OLG Wien-Entscheidung vom 15.5.2025, 31 Bs 280/24i
Sachverhalt:
Eine Verwertungsgesellschaft brachte eine Privatanklage gegen die Geschäftsführerin zweier Diskotheken wegen mehrfacher unbefugter öffentlicher Wiedergabe urheberrechtlich geschützter Musik (§ 91 UrhG) ein. Die Anklagepunkte bezogen sich auf mehrere Vorfälle zwischen September 2023 und Juni 2024, bei denen geschützte Musikstücke vor unterschiedlich großen Besuchergruppen gespielt wurden. Die Musik wurde dabei über DJ-Auftritte mechanisch wiedergegeben (also über Tonträger oder digitale Systeme abgespielt).
Entscheidung:
Das Landesgericht für Strafsachen Wien sprach die Angeklagte frei, da nicht nachgewiesen werden konnte, dass sie die unerlaubten Musikaufführungen durch ihre Mitarbeiter nicht verhindert hatte. Das Erstgericht ließ offen, ob es sich tatsächlich um geschützte Werke handelte, nahm jedoch an, dass der Angeklagten kein schuldhaftes Verhalten zur Last gelegt werden könne. Sie habe glaubhaft erklärt, DJs seien angewiesen worden, nur eigene Produktionen oder „nicht geschützte“ Remixe zu spielen. Diese Aussagen seien durch einen Zeugen, der für die DJ-Auswahl verantwortlich war, gestützt worden. Ein aktives Unterlassen im Sinne der Tat sei demnach nicht nachweisbar.
Das OLG Wien gab der Berufung der Privatanklägerin in Bezug auf die Schuldfrage statt, hob das Urteil auf und verwies die Sache zur neuerlichen Verhandlung an das Erstgericht zurück.
Das Erstgericht habe nicht ausreichend ermittelt, ob die DJs Mitglieder der Privatanklägerin (Verwertungsgesellschaft) seien bzw ob die gespielten Werke vom Schutzbereich umfasst waren. Insbesondere wurde unterlassen, die konkreten DJs zu identifizieren oder Vertragsunterlagen beizuziehen.
Trotz Kenntnis der Anklage und eines bestehenden Musikaufführungsverbots sei es weiterhin zu Aufführungen gekommen. Dies werfe Fragen auf, ob die Angeklagte tatsächlich geeignete Maßnahmen zur Verhinderung weiterer Urheberrechtsverletzungen getroffen habe.

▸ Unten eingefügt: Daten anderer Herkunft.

PR #1021, opened 2025-04-08
search: handle `#identity` events, instead of `#handle`

bnewbold:
`#handle` events have been deprecated for a while, have been removed from the upstream lexicon schemas (eg, next `lexgen` will remove from indigo), and won't be passed through by new relay.

I'm not really sure how palomar is even working today? But this updates to use the `#identity` event for handle updates instead.


bnewbold:
this actually should not have the additional directory lookup in there

PR #1023, opened 2025-04-10
rainbow: small refactors, and improve request forwarding

bnewbold:
A bit of this is moving code around so I could understand which pieces were doing what. Then improved how the request proxying and requestCrawl forwarding stuff works, as part of new relay ops.

None of the core configuration or behaviors should change: I tweaked some argument names, but not the env var names, so nothing about how we deploy/operate rainbow should change.

No behavior of the core code (ringbuf, upstream websocket subscription, or serving to clients) has changed.

### DIFF
--- a/cmd/rainbow/main.go
+++ b/cmd/rainbow/main.go
@@ -52,7 +52,7 @@ func run(args []string) error {
 		&cli.StringFlag{
 			Name:    "upstream-host",
 			Value:   "http://localhost:2470",
-			Usage:   "simple hostname (no URI scheme) of the upstream host (eg, relay)",
+			Usage:   "URL (schema and hostname, no path) of the upstream host (eg, relay)",
 			EnvVars: []string{"ATP_RELAY_HOST", "RAINBOW_RELAY_HOST"},
 		},
 		&cli.StringFlag{
@@ -90,9 +90,16 @@ func run(args []string) error {
 			EnvVars: []string{"RAINBOW_PERSIST_BYTES", "SPLITTER_PERSIST_BYTES"},
 		},
 		&cli.StringSliceFlag{
+			// TODO: better name for this argument
 			Name:    "next-crawler",
-			Usage:   "forward POST requestCrawl to this url, should be machine root url and not xrpc/requestCrawl, comma separated list",
+			Usage:   "forward POST requestCrawl to these hosts (schema and host, no path) in addition to upstream-host. Comma-separated or multiple flags",
 			EnvVars: []string{"RAINBOW_NEXT_CRAWLER", "RELAY_NEXT_CRAWLER"},
+		},
+		&cli.StringFlag{
+			Name:    "collectiondir-host",
+			Value:   "http://localhost:2510",
+			Usage:   "host (schema and hostname, no path) of upstream collectiondir instance, for com.atproto.sync.listReposByCollection",
+			EnvVars: []string{"RAINBOW_COLLECTIONDIR_HOST"},
 		},
 		&cli.StringFlag{
 			Name:    "env",
@@ -101,8 +108,9 @@ func run(args []string) error {
 			EnvVars: []string{"ENVIRONMENT"},
 		},
 		&cli.BoolFlag{
-			Name:  "enable-otel-otlp",
-			Usage: "enables OTEL OTLP exporter endpoint",
+			Name:    "enable-otel-otlp",
+			Usage:   "enables OTEL OTLP exporter endpoint",
+			EnvVars: []string{"RAINBOW_ENABLE_OTEL_OTLP", "ENABLE_OTEL_OTLP"},
 		},
 		&cli.StringFlag{
 			Name:    "otel-otlp-endpoint",
@@ -160,6 +168,7 @@ func runSplitter(cctx *cli.Context) error {
 
 	persistPath := cctx.String("persist-db")
 	upstreamHost := cctx.String("upstream-host")
+	collectionDirHost := cctx.String("collectiondir-host")
 	nextCrawlers := cctx.StringSlice("next-crawler")
 
 	var spl *splitter.Splitter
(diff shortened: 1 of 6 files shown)


cmd/rainbow/main.go
```diff
@@ -91,69 +92,80 @@ func run(args []string) {
...
+		},
+		&cli.BoolFlag{
+			Name:  "enable-otel-otlp",
+			Usage: "enables OTEL OTLP exporter endpoint",
+		},
+		&cli.StringFlag{
+			Name:    "otel-otlp-endpoint",
+			Usage:   "OTEL traces export endpoint",
+			Value:   "http://localhost:4318",
+			EnvVars: []string{"OTEL_EXPORTER_OTLP_ENDPOINT"},
```
ericvolp12, line 111: Should this just have no default value and then disable itself when not supplied? I'm not sure having a default here is useful to us since we generally don't run otel collectors on localhost.

cmd/rainbow/main.go
```diff
@@ -2,56 +2,57 @@ package main
...
-			Name:    "splitter-host",
-			Value:   "bsky.network",
+			Name:    "log-level",
+			Usage:   "log verbosity level (eg: warn, info, debug)",
+			EnvVars: []string{"RAINBOW_LOG_LEVEL", "GO_LOG_LEVEL", "LOG_LEVEL"},
+		},
+		&cli.StringFlag{
+			Name:    "upstream-host",
+			Value:   "http://localhost:2470",
+			Usage:   "simple hostname (no URI scheme) of the upstream host (eg, relay)",
```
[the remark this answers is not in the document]
bnewbold: good catch! updated the code but hadn't updated the comment

cmd/rainbow/main.go
bnewbold: I added the separate `enable-otel-otlp` flag to enable/disable.

Previously the whole feature was gated by whether this config was enabled at all. The config was buried in code, and not obvious what kind of string to configure. This way running `./rainbow serve --help` displays all the env vars, and comes with an example value, which makes it more accessible. (at least is the theory)

bnewbold:
Updated to address review comment; cleaned up hostname wrangling a bit; and added collectiondir proxying.

splitter/firehose.go
```diff
@@ -0,0 +1,198 @@
...
+	var since *int64
+	if sinceVal := c.QueryParam("cursor"); sinceVal != "" {
+		sval, err := strconv.ParseInt(sinceVal, 10, 64)
+		if err != nil {
+			return err
+		}
+		since = &sval
+	}
+
+	ctx, cancel := context.WithCancel(c.Request().Context())
```
jcalabro, line 29: This might be something to look in to because I haven't use echo in a few years, but does `c.Request().Context()` outlive the HTTP 101 response? I'm guessing the answer is no, but I could easily be wrong.

I would probably suggest replacing it with `context.WithCancel(context.Background())`

jcalabro: Just did a quick experiment and it looks like the `c.Request().Context()` is fine to use. It also aligns with the [docs on http.Hijacker](https://pkg.go.dev/net/http#Hijacker), which gorilla/websocket calls on Upgrade:

```
	// After a call to Hijack, the original Request.Body must not
	// be used. The original Request's Context remains valid and
	// is not canceled until the Request's ServeHTTP method
	// returns.
```

jcalabro: Screenshot 2025-04-15 at 10 27 56

Full code snippet:

```go
package main

import (
        "context"
        "log/slog"
        "time"

        "github.com/gorilla/websocket"
        "github.com/labstack/echo/v4"
)

func handleWebSocket(c echo.Context) error {
        ctx, cancel := context.WithCancel(c.Request().Context())
        defer cancel()

        upgrader := websocket.Upgrader{}
        conn, err := upgrader.Upgrade(c.Response(), c.Request(), nil)
        if err != nil {
                return err
        }
        defer conn.Close()

        _, msg, err := conn.ReadMessage()
        if err != nil {
                panic(err)
        }
        slog.Info("message", "msg", string(msg))

        time.Sleep(time.Second)

        select {
        case <-ctx.Done():
                slog.Info("websocket context canceled")
                return nil
        default:
                slog.Info("ctx not yet canceled")
        }

        err = conn.WriteMessage(websocket.TextMessage, []byte("hello world!\n"))
        if err != nil {
                panic(err)
        }
        slog.Info("sent message")

        return nil
}

func main() {
        e := echo.New()
        e.GET("/ws", handleWebSocket)
        e.Start(":8080")
}
```

splitter/handlers.go
```diff
@@ -0,0 +1,138 @@
...
+		return c.JSON(http.StatusInternalServerError, xrpc.XRPCError{ErrStr: "ProxyRequestFailed", Message: fmt.Sprintf("failed forwarding request: %s", err)})
+	}
+
+	// if that was successful, then forward on to the other upstreams (in goroutines)
+	for _, c := range s.nextCrawlers {
+		go func() {
+			ctx := context.Background()
+			xrpcc := xrpc.Client{
+				Client: s.upstreamClient,
+				Host:   c.String(),
```
jcalabro, line 73: This is a synchronization bug. You need to alias `c` to a variable that's local to this goroutine.

I'd recommend running with `-race` while developing every now and then. Compile times and process shutdown take longer, but it has saved my butt more times than I can count!

splitter/firehose.go
bnewbold: I'll add a comment and link back to this investigation

splitter/handlers.go
bnewbold: good catch!

I can't get the race detector to trigger on this though (I hadn't been running it previously, but tried just now). I ran with a local relay, and configured a bogus "next crawl" server, and ran both:

```
go build -race ./cmd/rainbow/
./rainbow --next-crawler https://pds.example.com

go run -race ./cmd/rainbow/ --next-crawler https://pds.example.com
```

(I have had the race detector trigger on relay code in the past)

jcalabro: This is the thing that was fixed via https://go.dev/blog/loopvar-preview, so as of 1.22, we're good actually!

bnewbold:
@jcalabro is this overall good? I am fine leaving in the fix to the loopvar issue in this PR, even if it is fixed in modern go.

jcalabro (approved):
I'm not 100% sure I have enough context to give meaningful review just yet, but from my understanding of what rainbow's semantics should be nothing jumps out at me. Additionally, code-wise this looks good. Don't want to hold up the train, so approving!

One thing I can think of that would make me feel better is having tests for the `splitter` package.

PR #1024, opened 2025-04-11
some collectiondir fixes

bnewbold:
This isn't a full pass, just fixing some known issues:

- process wasn't shutting down with Ctrl-C because of a WaitGroup. fixed the bug, but didn't clean up the (many) channels+goroutines
- many API response errors were strings, not the expected XRPC JSON message format
- README didn't describe the actual API endpoint

### DIFF
--- a/cmd/collectiondir/serve.go
+++ b/cmd/collectiondir/serve.go
@@ -297,7 +297,6 @@ func (cs *collectionServer) Shutdown() error {
 	}()
 	cs.log.Info("api shutdown start...")
 	err := cs.apiServer.Shutdown(context.Background())
-	//err := cs.esrv.Shutdown(context.Background())
 	cs.log.Info("api shutdown, thread wait...", "err", err)
 	cs.wg.Wait()
 	cs.log.Info("threads done, db close...")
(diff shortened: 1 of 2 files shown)


cmd/collectiondir/serve.go
```diff
@@ -705,6 +704,9 @@ func (cs *collectionServer) ingestReceiver() {
 			} else {
 				errcount = 0
 			}
+		case <-cs.shutdown:
```
jcalabro, line 707: I'm not sure I have a strong preference for either of our approaches to solve this ([here's](https://github.com/bluesky-social/indigo/pull/1029/commits/8c00259a165833ad0e8e8870691b5f55e3725ea8) what I did). Way too many goroutines flying around for managing the server listeners and there's just a lot of mental load needed to read this file from top to bottom.

Happy to take either solution, but I think if we do take mine, we should change `StartApiServer` and `StartMetricsServer` to fatally shut down on any error rather than just return errors which will now be silently eaten. I like that mine simplifies the # of goroutines needed though (made that change [here](https://github.com/bluesky-social/indigo/pull/1029/commits/444a6aa911744316ac491b404a3a793311bfddfe)).

jcalabro (approved):
README and XRPC responses look good, so approving and we can merge this one. I'll close my own [XRPC response PR](https://github.com/bluesky-social/indigo/pull/1030) (I didn't see that this PR existed before creating it!) and I'll clean up the race conditions out of band once this is merged.

cmd/collectiondir/serve.go
bnewbold: I'm in favor of your solution, and let's come back to it after this PR is merged.

PR #1028, opened 2025-04-13
switch to atproto/syntax TID generator

notjuliet:
repo and repomgr packages rely on incorrect TID generation functions which do not enforce lengths properly unlike the ones in the syntax package, producing strings of 12 characters instead of 13, due to not padding the clock id, breaking lexicon validation when used in the context of atproto. This removes the `tid.go` file to use the other implementation instead.


ericvolp12 (approved):

bnewbold (approved):
thanks!

PR #1029, opened 2025-04-14
Collectiondir Improvements

jcalabro:
Perhaps best reviewed by looking at each individual commit.

All of these were found by running this, then sending a ctrl+c:

```bash
go run -race ./cmd/collectiondir serve --pebble ~/local/data/collectiondir --dau-directory ~/local/data/collectiondir
```

This PR improves a few small but important things about the collectiondir service:

1. This service does not have pprof on the metrics router (f16258882a1c6a82c25465547ae824afbeec9486)
    a. `/metrics` and `/debug/pprof/` now live side-by-side
    b. All services should have pprof enabled on private metrics routers
2. Fixes a race condition on startup where we're binding a bunch of fields on `cs` after launching a goroutine that uses some of those fields (82656e88f5ed5ff706c00cfabb98701c3e8e6d0a)
3. Fixes an issue where sending a SIGTERM to the service causes it to start shutting down, but the service never actually dies because there is an infinite hang due to an errant `cs.wg.Wait()`
    a. In general though, the `errchan` is not a good approach. Prefer to let each background goroutine do its logging and only coordinate on shutdown timing through a single variable (`cs.wg`)
4. Fix a race condition on the API server startup/shutdown (5191ddd755928d5763cee92d7510c5999583d006)
5. Fix a race condition on the metrics server startup/shutdown (c90e279b78482bea54451cbf6d0520faa432fa8d)

### DIFF
--- a/cmd/collectiondir/serve.go
+++ b/cmd/collectiondir/serve.go
@@ -217,9 +217,12 @@ func (cs *collectionServer) run(cctx *cli.Context) error {
 	}
 	cs.statsCacheFresh.L = &cs.statsCacheLock
 
-	apiAddr := cctx.String("api-listen")
+	apiServerEcho, err := cs.createApiServer(cctx.Context, cctx.String("api-listen"))
+	if err != nil {
+		return err
+	}
 	cs.wg.Add(1)
-	go func() { cs.StartApiServer(cctx.Context, apiAddr) }()
+	go func() { cs.StartApiServer(cctx.Context, apiServerEcho) }()
 
 	metricsAddr := cctx.String("metrics-listen")
 	cs.wg.Add(1)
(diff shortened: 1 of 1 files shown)


cmd/collectiondir/serve.go
```diff
@@ -385,23 +379,29 @@ func (cs *collectionServer) handleCommit(commit *comatproto.SyncSubscribeRepos_C
 	}
 }
 
-func (cs *collectionServer) StartMetricsServer(ctx context.Context, addr string) error {
-	defer cs.wg.Done()
-	defer cs.log.Info("metrics server exit")
+func (cs *collectionServer) createMetricsServer(addr string) {
+	e := echo.New()
+	e.GET("/metrics", echo.WrapHandler(promhttp.Handler()))
+	e.Any("/debug/pprof/*", echo.WrapHandler(http.DefaultServeMux))
```
bnewbold, line 385: oh, interesting! if this works for pprof we should probably do it everywhere

jcalabro: Yup! This is the pattern I typically follow. Running collectiondir locally, this gives:

```
$ xh localhost:2511/metrics | head -3
# HELP collectiondir_firehose_commits number of #commit events received from upstream firehose
# TYPE collectiondir_firehose_commits counter
collectiondir_firehose_commits 0

$ xh localhost:2511/debug/pprof/goroutine?debug=1 | head -3
goroutine profile: total 82
64 @ 0x4800ee 0x415885 0x415492 0x123785e 0x1054df8 0x1237752 0x488121
# labels: {"pebble":"table-cache"}
```

jcalabro:
Yo @bnewbold, I merged your changes in from https://github.com/bluesky-social/indigo/pull/1024 and I think this is ready for review again. Pretty low priority now that the SIGTERM is handled correctly though (IMO the biggest value add here is pprof)

bnewbold (approved):
nice, thanks for these cleanups!

PR #1030, opened 2025-04-14
Gracefully Handle XRPC Errors in Collectiondir

jcalabro:
Similar to what we do with [other services](https://github.com/bluesky-social/indigo/blob/8500c47d717c0a6004191d5246b37d322210e72b/cmd/bluepages/server.go#L205) that speak XRPC, collectiondir should respond with the standard error response format according to [the docs](https://atproto.com/specs/xrpc).

I'm not 100% that we want this same format for the "admin" handlers on this service. Happy to apply this to all handlers if that's the case, but for now, I've only modified the actual XRPC request (there's only one on the collectiondir service at this time).

Here's an example failed response, and a successful response with these new error handlers:

```
$ xh -v localhost:2510/xrpc/com.atproto.sync.listReposByCollection?collection=bad
GET /xrpc/com.atproto.sync.listReposByCollection?collection=bad HTTP/1.1
Accept: */*
Accept-Encoding: gzip, deflate, br, zstd
Connection: keep-alive
Host: localhost:2510
User-Agent: xh/0.24.0

HTTP/1.1 400 Bad Request
Content-Length: 84
Content-Type: application/json; charset=UTF-8
Date: Mon, 14 Apr 2025 15:51:04 GMT
Vary: Origin

{
    "error": "InvalidCollectionNSID",
    "message": "NSID syntax didn't validate via regex"
}
```

```
$ xh -v localhost:2510/xrpc/com.atproto.sync.listReposByCollection?collection=a.b.c
GET /xrpc/com.atproto.sync.listReposByCollection?collection=a.b.c HTTP/1.1
Accept: */*
Accept-Encoding: gzip, deflate, br, zstd
Connection: keep-alive
Host: localhost:2510
User-Agent: xh/0.24.0

HTTP/1.1 200 OK
Content-Length: 13
Content-Type: application/json; charset=UTF-8
Date: Mon, 14 Apr 2025 15:54:52 GMT
Vary: Origin

{
    "repos": []
}
```

### DIFF
--- a/cmd/collectiondir/serve.go
+++ b/cmd/collectiondir/serve.go
@@ -405,6 +405,7 @@ func (cs *collectionServer) StartApiServer(ctx context.Context, addr string) err
 	}
 	e := echo.New()
 	e.HideBanner = true
+	e.HTTPErrorHandler = cs.errorHandler
 
 	e.Use(svcutil.MetricsMiddleware)
 	e.Use(middleware.CORSWithConfig(middleware.CORSConfig{
@@ -455,6 +456,26 @@ func getLimit(c echo.Context, min, defaultLim, max int) int {
 	return lv
 }
 
+type xrpcError struct {
+	Error   string `json:"error"`
+	Message string `json:"message"`
+}
+
+func (srv *collectionServer) errorHandler(err error, c echo.Context) {
+	code := http.StatusInternalServerError
+	var errorMessage string
+	if he, ok := err.(*echo.HTTPError); ok {
+		code = he.Code
+		errorMessage = fmt.Sprintf("%s", he.Message)
+	}
+	if code >= 500 && code <= 599 {
+		slog.With("err", err).Error("collectiondir-http-internal-error")
+	}
+	if !c.Response().Committed {
+		c.JSON(code, xrpcError{Error: "InternalError", Message: errorMessage})
+	}
+}
+
 // /xrpc/com.atproto.sync.listReposByCollection?collection={}&cursor={}&limit={50<=N<=1000}
 // /v1/getDidsForCollection?collection={}&cursor={}&limit={50<=N<=1000}
 //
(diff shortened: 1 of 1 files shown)


cmd/collectiondir/serve.go
```diff
@@ -455,6 +456,26 @@ func getLimit(c echo.Context, min, defaultLim, max int) int {
...
+
+func (srv *collectionServer) errorHandler(err error, c echo.Context) {
+	code := http.StatusInternalServerError
+	var errorMessage string
+	if he, ok := err.(*echo.HTTPError); ok {
+		code = he.Code
+		errorMessage = fmt.Sprintf("%s", he.Message)
+	}
+	if code >= 500 && code <= 599 {
+		slog.With("err", err).Error("collectiondir-http-internal-error")
```
bnewbold, line 472: Is there an advantage to the `With()` syntax, versus:

```
slog.Error("collectiondir-http-internal-error", "err", err)
```

I don't think it matters much either way, just curious

cmd/collectiondir/serve.go
```diff
@@ -455,6 +456,26 @@ func getLimit(c echo.Context, min, defaultLim, max int) int {
 	return lv
 }
 
+type xrpcError struct {
```
bnewbold, line 459: There is an existing type `xrpc.XRPCError` in `indigo:xrpc`. It is such a simple type that i'm fine re-declaring it though!

cmd/collectiondir/serve.go
```diff
@@ -465,14 +486,20 @@ func (cs *collectionServer) getDidsForCollection(c echo.Context) error {
 	collection := c.QueryParam("collection")
 	_, err := syntax.ParseNSID(collection)
 	if err != nil {
-		return c.String(http.StatusBadRequest, fmt.Sprintf("bad collection nsid, %s", err.Error()))
+		return c.JSON(http.StatusBadRequest, xrpcError{
+			Error:   "InvalidCollectionNSID",
+			Message: err.Error(),
```
bnewbold, line 491: FWIW, I often forget to use `err.Error()` and do `fmt.Sprintf("%s", err)`; please do update/correct me if I forget.

cmd/collectiondir/serve.go
```diff
@@ -465,14 +486,20 @@ func (cs *collectionServer) getDidsForCollection(c echo.Context) error {
 	collection := c.QueryParam("collection")
 	_, err := syntax.ParseNSID(collection)
 	if err != nil {
-		return c.String(http.StatusBadRequest, fmt.Sprintf("bad collection nsid, %s", err.Error()))
+		return c.JSON(http.StatusBadRequest, xrpcError{
+			Error:   "InvalidCollectionNSID",
```
bnewbold, line 490: We could declare more error types in either the endpoint-specific lexicon schemas, or as protocol-level "standard errors". But that is a bigger protocol-wide refactor, and i'm :heavy_plus_sign: to declaring new error names on the fly in situations like this (and I have done so myself in a few places).

bnewbold (approved):

bnewbold:
This looks good, and I think is the good pattern for doing error responses for now. Having the overall error handler means that accidentally doing a `return err` results in proper JSON response.

A pattern we use in a few projects is separate "stubs" (which implement the `http` handler function signature, as opposed to `echo`) to do body / query-param parsing, and "handlers" which implement the actual application logic. That comes from having codegen (`lexgen`) output the stubs (though IIRC this is not functioning). A tension I've had is whether the "stubs" should catch and format the errors (as JSON), or have the "handler" code return a specific status code and error name. Basically it feels like the boundary between HTTP-error-response and regular-golang-error-types isn't always super clear, but doing it in "handlers" is probably good. And having an HTTP error handler like this helps catch corner-cases and mistakes.

Admin routes: agree that the actual XRPC endpoints are the priority. For this specific service, I think moving any endpoints to being lexicon schemas (or just removing/deprecating them) might be the future path.

cmd/collectiondir/serve.go
jcalabro: Ah didn't realize I was stepping in to a wider issue here, I just picked a name! Let's go with whatever is standard to the protocol, no need to accommodate my made-up names.

jcalabro:
This was all interesting context, thanks for the review! As I said over here, I'm in favor of closing this one in favor of your [PR here](https://github.com/bluesky-social/indigo/pull/1024#pullrequestreview-2768225894), then we can come back and do further refactors to make better use of echo later if we desire? Closing, but if you disagree we can re-open and take a different course of action.

PR #1031, opened 2025-04-15
batch of golangci-lint fixes in `atproto/*`

bnewbold:
This isn't everything, just a first pass. There were some real issues with errors not getting wired through.

I'm kind of ambivalent about the pattern:

```go
	defer func() {
		_ = resp.Body.Close()
	}()
```

but do want to make any non-defer error returns explicit.

### DIFF
--- a/.gitignore
+++ b/.gitignore
@@ -36,6 +36,7 @@ test-coverage.out
 # Don't ignore this file itself, or other specific dotfiles
 !.gitignore
 !.github/
+!.golangci.yaml
 
 # Don't commit your (default location) creds
 bsky.auth
--- a/.golangci.yaml
+++ b/.golangci.yaml
@@ -1,0 +1,17 @@
+version: "2"
+
+issues:
+  max-issues-per-linter: 0
+  max-same-issues: 0
+
+linters:
+  disable:
+    - errcheck
+    - gocritic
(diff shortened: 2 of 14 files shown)


bnewbold:
will need to dig in on the MST test failure; pretty sure it isn't a true failure, that the "prove" function just needs a way to work with partial trees.

jcalabro:
I'd recommend adding a golangci-lint config file and turning on the [errcheck linter's](https://golangci-lint.run/usage/linters/#errcheck) `disable-default-exclusions` rule. I also am not a fan of having to do spurious errchecks on `resp.Body.Close()` and similar cases. [More info here](https://github.com/kisielk/errcheck?tab=readme-ov-file#excluding-functions)

jcalabro:
This isn't running golangci-lint in CI yet, is that intentional? Do you want to get it running locally first, then switch it on in CI?

bnewbold:
- added a golangci.yaml file; did not include formatting and `interface{}` to `any` change for now
- enabled `disable-default-exclusions` as discussed above, and removed from this PR the "defer"-impacting error checks
- tried to narrow the `proveMutation` error check in MST code

jcalabro (approved):
Rad!

PR #1032, opened 2025-04-15
remove invalid JSON 'const=' struct field tags

bnewbold:
I assumed this worked, but it doesn't!

Found via golangci-lint.

### DIFF
--- a/atproto/data/blob.go
+++ b/atproto/data/blob.go
@@ -27,7 +27,7 @@ type LegacyBlobSchema struct {
 }
 
 type BlobSchema struct {
-	LexiconTypeID string  `json:"$type,const=blob" cborgen:"$type,const=blob"`
+	LexiconTypeID string  `json:"$type" cborgen:"$type,const=blob"`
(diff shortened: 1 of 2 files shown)


jcalabro (commented):
Wondering if there was a non-standard json encoder/decoder that was in use that does support these tags?

Should we be actually setting these const values in the places we expect those values to be set? Everything is currently just going through as the zero-value.

For reference with the stdlib's json package: https://go.dev/play/p/e3-SiikP8NA

bnewbold:
`cbor-gen` supports it, and I was probably copying that: https://github.com/whyrusleeping/cbor-gen?tab=readme-ov-file#field-tags

For the `indigo:atproto/blobs` usage, the field does get set in the constructor.

The `indigo:atproto/lexicon` usage is currently used for parsing JSON files (which do include this, used as the discriminator), and not currently for generating schemas (eg, none of these types have "New" methods).

jcalabro (approved):

PR #1039, opened 2025-04-17
Fix Relay Admin Page Auth

jcalabro:
Found this while doing a read-through of the new code and poking around. Without this change, when attempting to log in to the local admin UI, I get `Failed to validate Admin Token: Status 403`.

Either the UI should send basic auth, or the server handler should receive a bearer token. I just went with the server-side change, but if you'd prefer that the UI sends basic auth, happy to do that instead.

Screenshot 2025-04-17 at 17 45 31

### DIFF
--- a/cmd/relay/service.go
+++ b/cmd/relay/service.go
@@ -2,7 +2,7 @@ package main
 
 import (
 	"context"
-	"encoding/base64"
+	"fmt"
 	"log/slog"
 	"net"
 	"net/http"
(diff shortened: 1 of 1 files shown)


bnewbold:
The history here is that the relay (BGS / bigsky) was doing Bearer auth, but most of our atproto services use "atproto Admin Auth" (see https://atproto.com/specs/xrpc).

If you are hitting problems with the admin UI, check if you are using the `cmd/relay/relay-admin-ui` copy, which does `Basic` auth. I will need to update docs and Makefile to use that version.

bnewbold:
Should be working from the docker container builds? here was the commit to switch to Basic auth:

Die Angeklagte gab selbst an, befürchtet zu haben, dass „verbotene Musik“ gespielt werde, ohne jedoch nachvollziehbare Maßnahmen gesetzt zu haben, um dies zu verhindern. Das hätte vom Erstgericht berücksichtigt werden müssen.
Auch sogenannte Remixe oder Bearbeitungen können unter das Urheberrecht fallen, selbst wenn keine Originale gespielt werden. Ob eine Verwertung erlaubt ist, hängt davon ab, ob entsprechende Rechte eingeholt wurden.
Warum die Angeklagte in der Vergangenheit überhaupt einen Vertrag mit der Verwertungsgesellschaft abgeschlossen hatte, obwohl sie angeblich nur Eigenproduktionen spielen ließ, wurde nicht hinterfragt.
Das OLG sah das Verfahren als nicht entscheidungsreif an. Aufgrund der bestehenden Unklarheiten und der unzureichenden Tatsachenfeststellungen war eine Aufhebung des Freispruchs und eine neue Verhandlung geboten. Die neue Verhandlung muss diese offenen Fragen klären und insbesondere die konkreten Maßnahmen der Angeklagten zur Verhinderung unerlaubter Musikaufführungen prüfen.
Das OLG Wien bekräftigt mit dieser Entscheidung die hohen Anforderungen an die Sorgfaltspflichten von Veranstaltern, wenn es um die öffentliche Wiedergabe von Musik geht. Wer Musik darbietet oder darbieten lässt, trägt die Verantwortung für die Einhaltung der urheberrechtlichen Lizenzbedingungen.